PR #1493, opened 2015-01-07
1171278 - additional helper method for finding units

beav:
The fix for 1171278 in pulp_rpm needs to be able to find a unit based on the
unit key, regardless of which repo its in. This patch adds
`find_unit_by_unit_key` to the SearchUnitsMixin to facilitiate this.

### DIFF
--- a/server/pulp/plugins/conduits/mixins.py
+++ b/server/pulp/plugins/conduits/mixins.py
@@ -221,6 +221,29 @@ class SearchUnitsMixin(object):
             logger.exception('Exception from server requesting all units of type [%s]' % type_id)
             raise self.exception_class(e), None, sys.exc_info()[2]
 
+    def find_unit_by_unit_key(self, type_id, unit_key):
+        """
+        Finds a unit based on its unit key. If more than one unit comes back,
+        an exception will be raised.
+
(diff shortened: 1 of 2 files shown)


server/pulp/plugins/conduits/mixins.py
```diff
@@ -221,6 +221,33 @@ def search_all_units(self, type_id, criteria):
...
+            existing_unit = content_query_manager.get_content_unit_by_keys_dict(type_id, unit_key)
+            type_def = types_db.type_definition(type_id)
+            plugin_unit = common_utils.to_plugin_unit(existing_unit, type_def)
+            return plugin_unit
+        except MissingResource:
+            return None
+        except Exception, e:
+            logger.exception('Exception from server requesting unit of type [%s] with key [%s]'
+                             % (type_id, unit_key))
+            raise self.exception_class(e), None, sys.exc_info()[2]
```
barnabycourt: Why mask the original exception?  I could perhaps see wrapping it inside a coded exception so you had both available but masking seems unwise

beav: I don't remember why I did this originally to be honest, it was before break :smile:

I will update.

barnabycourt:
LGTM

PR #1494, opened 2015-01-08
PEP-8 pulp.server.agent.

rbarlow:


server/pulp/server/managers/consumer/agent.py
```diff
@@ -10,7 +10,8 @@
 from pulp.plugins.loader import api as plugin_api, exceptions as plugin_exceptions
 from pulp.plugins.model import Consumer as ProfiledConsumer
 from pulp.plugins.profiler import Profiler, InvalidUnitsRequested
-from pulp.server.agent import Context, PulpAgent
```
asmacdo: I agree that this kind of change is ok, but I don't think it should be in a PEP-8 pull request. I think we want to minimize the possibility that these changes have unwanted side effects.

server/pulp/server/managers/consumer/content.py
```diff
@@ -41,7 +24,7 @@ def install(self, id, units, options={}):
         @type options: dict
```
asmacdo: Do you want to switch over to `:param:` during style changes?

asmacdo:
LGTM

server/pulp/server/managers/consumer/agent.py
rbarlow: On 01/08/2015 04:55 PM, Austin wrote:
>> -from pulp.server.agent import Context, PulpAgent
> 
> I agree that this kind of change is ok, but I don't think it should be
> in a PEP-8 pull request. I think we want to minimize the possibility
> that these changes have unwanted side effects.

In this case, I grepped to find out who was importing this stuff, and it
was only used inside the platform.

Also, flake8 will get mad about those imports in __init__.py, so we
either have to remove them or add #noqa to them. Since they really don't
belong there anyway, I went for the former option.

server/pulp/server/managers/consumer/content.py
rbarlow: On 01/08/2015 04:55 PM, Austin wrote:
> Do you want to switch over to |:param:| during style changes?

No. Once I finish PEP-8'ing our code, PEP-257 is next!

PR #1495, opened 2015-01-08
1168331 - Give index pages useful sidebars.

rbarlow:
https://bugzilla.redhat.com/show_bug.cgi?id=1168331

### DIFF
--- a/docs/conf.py
+++ b/docs/conf.py
@@ -132,7 +132,10 @@ html_static_path = ['_static']
 #html_use_smartypants = True
 
 # Custom sidebar templates, maps document names to template names.
-#html_sidebars = {}
+html_sidebars = {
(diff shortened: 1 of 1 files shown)


asmacdo:
@rbarlow, unfortunately, I think that this change only affects the default sphinx theme, not the sphinx_rtd_theme that read the docs uses.

rbarlow:
On 01/08/2015 04:52 PM, Austin wrote:
> @rbarlow <https://github.com/rbarlow>, unfortunately, I think that this
> change only affects the default sphinx theme, not the sphinx_rtd_theme
> that read the docs uses.

Perhaps it is possible for us to get that RTD theme in our conf.py so
that WYSIWYG.

asmacdo:
@rbarlow, I actually made that change, but it is only in master ATM.

rbarlow:
@asmacdo I installed the theme (via yum in F20!) and it looks like you are correct ☹.

PR #1497, opened 2015-01-09
1172745 - celerybeat service incorrectly reports broker on startup.

ipanova:
https://bugzilla.redhat.com/show_bug.cgi?id=1172745
Issue consisted in the fact that celerybeat was using the unconfigured
celery app. That's why the broker string was incorrect. By adding --app
option it will use the configured app and the startup info will be correct.


bmbouter:
LGTM

PR #1500, opened 2015-01-09
add read the docs theme to sphinx

asmacdo:
Backported from https://github.com/pulp/pulp/pull/1362.

This change uses the sphinx_rtd_theme if it is installed, otherwise it uses the default. This makes it simpler to make docs changes in 2.6.

The theme is available with pip:

    pip install sphinx_rtd_theme

### DIFF
--- a/docs/conf.py
+++ b/docs/conf.py
@@ -11,7 +11,13 @@
 # All configuration values have a default; values that are commented out
 # serve to show the default.
 
-import sys, os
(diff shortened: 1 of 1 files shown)


rbarlow:
FYI, you can also yum install python-sphinx_rtd_theme on F2{0,1}.

rbarlow:
LGTM.

PR #1501, opened 2015-01-09

dkliban:


beav:
Is 2.4-dev the correct branch for this? I'm guessing it should be either 2.6-testing, 2.6-dev or master.

PR #1502, opened 2015-01-09

dkliban:


server/test/unit/server/webservices/test_application.py
```diff
@@ -0,0 +1,20 @@
...
+
+from pulp.server.webservices.application import wsgi_application
+from pulp.server.initialization import InitializationException
+
+class TestApplication(unittest.TestCase):
+
+    @patch('pulp.server.webservices.application._initialize_pulp')
+    def test_wsgi_application_exception(self, mock_initialize_pulp):
+        mock_initialize_pulp.side_effect = Exception
+        with self.assertRaises(Exception):
```
bmbouter: I suggest using `self.assertRaises(Exception, wsgi_application)` instead of the 'with' operator.

server/test/unit/server/webservices/test_application.py
```diff
@@ -0,0 +1,20 @@
...
+            wsgi_application()
+
+    @patch('pulp.server.webservices.application._initialize_pulp')
+    def test_wsgi_application_initilization_exception(self, mock_initialize_pulp):
+        mock_initialize_pulp.side_effect = InitializationException('blah')
+        with self.assertRaises(InitializationException):
```
bmbouter: Same as L#13

bmbouter:
Not all the tests pass in jenkins and also it needs to be squashed

dkliban:
Closing this one and opening another one.

PR #1511, opened 2015-01-12
add ropeproject to gitignore

asmacdo:
Rope is a tool used by vim/emacs for refactoring and ensuring imports. I use this, and would like it in the gitignore.


barnabycourt:
LGTM

PR #1517, opened 2015-01-13
Fix agent plugin packaging.

jortel:
Fixes a variety of pulp 2.6 / gofer 2.4 integration issus:

- agent plugin not being installed in site-packages.
- pulp needs to explicitly declare the pulp.task queue (not longer implicitly created by gofer consumer)
- need to use the get_url() *workaround* when starting the reply consumer.  get_url() goes away in 3.0.

### DIFF
--- a/server/pulp/server/agent/direct/services.py
+++ b/server/pulp/server/agent/direct/services.py
@@ -34,7 +34,7 @@ class Services(object):
 
     @staticmethod
     def start():
-        url = config.get('messaging', 'url')
+        url = Services.get_url()
         Services.reply_handler = ReplyHandler(url)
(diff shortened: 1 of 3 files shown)


server/pulp/server/agent/direct/services.py
```diff
@@ -34,7 +34,7 @@ def init():
 
     @staticmethod
     def start():
-        url = config.get('messaging', 'url')
+        url = Services.get_url()
```
jortel: Using get_url() is a temporary work around until pulp 3.0 when we can change the pulp configuration files.

barnabycourt:
LGTM

PR #1677, opened 2015-02-25
Prevent nodes files from showing up in the pulp-server rpm

barnabycourt:


beav:
Is there a redmine issue for this? I am not familiar with the problem it is fixing.

barnabycourt:
@beav There is no open issue for it that I know of.  It was brought up in conversation.

beav:
I see, it removes these files:

```bash
$ rpm -ql pulp-server | grep nodes
/usr/lib/pulp/plugins/types/nodes.json
/var/lib/pulp/nodes
/var/lib/pulp/nodes/published
/var/lib/pulp/nodes/published/http
/var/lib/pulp/nodes/published/https
```

LGTM

PR #1678, opened 2015-02-26
PEP-8 pulp.agent.

rbarlow:


devel/pulp/devel/mock_handlers.py
```diff
@@ -241,7 +241,6 @@ def deploy(self):
         sys.path.insert(0, self.SITE_PACKAGES)
         for handler in (RPM, SRPM, SECTION_MISSING, CLASS_NDEF, NO_MODULE):
             self.__deploy(handler)
-        print 'deployed'
```
asmacdo: Good change, but the rest of this file has PEP-8 issues. Why this line?

asmacdo:
LGTM

devel/pulp/devel/mock_handlers.py
rbarlow: On 03/02/2015 05:46 PM, Austin wrote:
>> -        print 'deployed'
> 
> Good change, but the rest of this file has PEP-8 issues. Why this line?

This line prints obnoxious messages during test runs, which made
debugging some tests difficult.

PR #1681, opened 2015-02-27
Add blinker dependency to setup.py

beav:
Pulp_python unit tests were emitting error messages due to this dep being
missing. Blinker is needed for mongoengine signals to work.


bmbouter:
LGTM

PR #1683, opened 2015-03-02
668 - 500 error is raised when attempting to create consumer group with already existing id

ipanova:
closes [668] (https://pulp.plan.io/issues/668)

### DIFF
--- a/server/pulp/server/managers/consumer/group/cud.py
+++ b/server/pulp/server/managers/consumer/group/cud.py
@@ -1,18 +1,6 @@
-# -*- coding: utf-8 -*-
-#
-# Copyright © 2012 Red Hat, Inc.
-#
-# This software is licensed to you under the GNU General Public License as
-# published by the Free Software Foundation; either version 2 of the License
-# (GPLv2) or (at your option) any later version.
-# There is NO WARRANTY for this software, express or implied, including the
-# implied warranties of MERCHANTABILITY, NON-INFRINGEMENT, or FITNESS FOR A
-# PARTICULAR PURPOSE.
-# You should have received a copy of GPLv2 along with this software; if not,
-# see http://www.gnu.org/licenses/old-licenses/gpl-2.0.txt
-
 import logging
 import re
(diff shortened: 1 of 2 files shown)


server/pulp/server/managers/consumer/group/cud.py
```diff
@@ -78,9 +66,7 @@ def create_consumer_group(group_id, display_name=None, description=None, consume
         try:
             collection.insert(consumer_group, safe=True)
         except DuplicateKeyError:
-            raise pulp_exceptions.PulpCodedValidationException(
-                [PulpCodedException(error_codes.PLP1004, type=ConsumerGroup.collection_name,
-                                    object_id=group_id)])
+            raise pulp_exceptions.DuplicateResource(group_id), None, sys.exc_info()[2]
```
asmacdo: @barnabycourt, it looks like this was the only place in the code base that PLP1004 was used. Is it ok to remove that code?

asmacdo:
@ipanova, with the redmine switch, I think the commit message should be a `include closes 885`. http://pulp.readthedocs.org/en/latest/dev-guide/contributing/merging.html#pull-requests

asmacdo:
LGTM

server/pulp/server/managers/consumer/group/cud.py
ipanova: the problem itself was in the `except` line, it would look like this http://fpaste.org/192664/42538499/ but i decided to go with the 2nd option since it is a pattern in pulp

asmacdo: @ipanova, sorry I was unclear. I think this is a good change, I meant that if you remove this, maybe we should remove this as well:
https://github.com/pulp/pulp/blob/25ae34a7a5db783eb3cac6d10e9080ba813fab6c/common/pulp/common/error_codes.py#L92

ipanova: ah yeah, good catch

PR #1685, opened 2015-03-02
Fix error during pulp-selinux uninstall

beav:
The `uninstall.sh` script was removing two `.if` files which were also
controlled by RPM. These should only be cleaned up by RPM itself.

re #554


ipanova:
LGTM

PR #1687, opened 2015-03-03
gracefully handle no dev log for pulp-manage-db, closes 639

asmacdo:
If `/dev/log` doesn't exist, don't try to use it. Instead, print a helpful message and exit.

Closes: https://pulp.plan.io/issues/639


ipanova:
LGTM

_ _ _

_Activity_
Return each line of the material above in which the string "broker" appears.

_Exercise solution_
1172745 - celerybeat service incorrectly reports broker on startup.
celery app. That's why the broker string was incorrect. By adding --app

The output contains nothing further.